Installation and Setup
Note: This setup was tested on macOS with Apple Silicon (M1/M2 chips) using conda environment.
Step 1: Install Qiskit and Qiskit Aer
In Qiskit 2.x, the simulator backend (Aer) has been moved to a separate package. You need to install both:
Code
conda install -c conda-forge qiskit qiskit-aer -y
Alternatively, you can use pip, but conda is recommended for Apple Silicon Macs:
Code
pip install qiskit qiskit-aer
Step 2: Configure Python Path for R/reticulate
If you’re using R with reticulate (as in this document), you need to set the correct Python path:
Code
# Set Python path to your conda installation
Sys.setenv(RETICULATE_PYTHON="/opt/anaconda3/bin/python")
To find your Python path, run in terminal:
Code
which python3
# or
python3 -c "import sys; print(sys.executable)"
Step 3: Verify Installation
Test that everything works:
Code
import qiskit
from qiskit_aer import Aer
print(f"Qiskit version: {qiskit.__version__}")
Qiskit version: 2.1.0
Code
print(f"Available backends: {Aer.backends()}")
Available backends: [AerSimulator('aer_simulator'), AerSimulator('aer_simulator_statevector'), AerSimulator('aer_simulator_density_matrix'), AerSimulator('aer_simulator_stabilizer'), AerSimulator('aer_simulator_matrix_product_state'), AerSimulator('aer_simulator_extended_stabilizer'), AerSimulator('aer_simulator_unitary'), AerSimulator('aer_simulator_superop'), QasmSimulator('qasm_simulator'), StatevectorSimulator('statevector_simulator'), UnitarySimulator('unitary_simulator')]

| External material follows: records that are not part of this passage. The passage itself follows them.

PR #316, opened 2024-10-15
Legacy scene fixes

niefia:
Realised legacy scene hadn't been checked with restructure, so tested it & found issues with scene paths and locked door being outdated.
 Fixed these to allow legacy scene to function still.


Phazorknight (approved):
Nice, thanks for this!

PR #322, opened 2024-10-25
Initial attempt at a basic vending machine, located in the breakroom

OvercastInteractive:
- Added a vending machine scene, which utilizes the existing `cogito_button` and `CurrencyCheck`
- Added `cogito_vendor.gd` which handles spawning, manages its own inventory and provides interaction hints
- I moved some code in cogito_button.gd from `interact()` to `press()` which is both more appropriate and prevents a bug in which I would be charged for a transaction without the `pressed()` signal ever being sent because they were handled independently. In short, the transaction only goes through once `cogito_button.gd press()` is actually called
- I also use a saved variable called `is_dispensing` which allows the player to save the game while dispensing of the object is running a timed delay. This means when loading the game, any items that hadn't yet been dispensed (saving and quitting prior to dispensing the item) will still be dispensed.


BrodyB (changes requested):
This is looking solid!

However, I do notice a soft error on picking up a health potion with this update. This is because the 2D health potion sprite auto-converts to a 3D texture at runtime because it's being used on a 3D Sprite node in the vending machine scene. 

I have a fix for that on my own version of `vending-machine`, which I can push if I have change permissions (I removed the sprite and made a jokey soda brand with text), or you can do a similar change.

It's a very minor thing, but probably best not to introduce any errors at all.

OvercastInteractive:
Hey thanks @BrodyB! I couldn't figure out how to grant you change permissions 😖 so I went ahead and made the changes. Let me know if you spot anything wrong with it.

BrodyB (approved):
Looks good to me!

Phazorknight (approved):
Fantastic work, thanks so much for this!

Important Changes in Qiskit 2.x
- Aer import: Use
from qiskit_aer import Aer
instead offrom qiskit import Aer
- Circuit execution: Use
backend.run(circuit)
instead ofexecute(circuit, backend)
- Circuit composition: Use
circuit1.compose(circuit2)
instead ofcircuit1 + circuit2
Once you have the library properly installed, you can start playing with the code.
Quantum Gates
Any quantum algorithm will involve single qubit and multi qubit operations. This introduction code, for example, has a Hadamard-Walsh gate, which transforms \(|0\rangle\) to \(\frac{|0\rangle+|1\rangle}{\sqrt{2}}\). There will be other operations that act on two qubits at once, such as the controlled-not (CNOT) gate. We will start from a state \(|\psi\rangle_f\) which is a tensor product of \(3\) independent states, initialized at \(|0\rangle\), i.e.: \[\begin{equation} |\psi\rangle_i=|000\rangle \label{eq:psi0}. \end{equation}\] After a set of gate operations, we will arrive at a three-qubit GHZ state, which is given by \[\begin{equation} |\psi\rangle_f=\frac{|000\rangle+|111\rangle}{\sqrt{2}} \label{eq:psi1}. \end{equation}\]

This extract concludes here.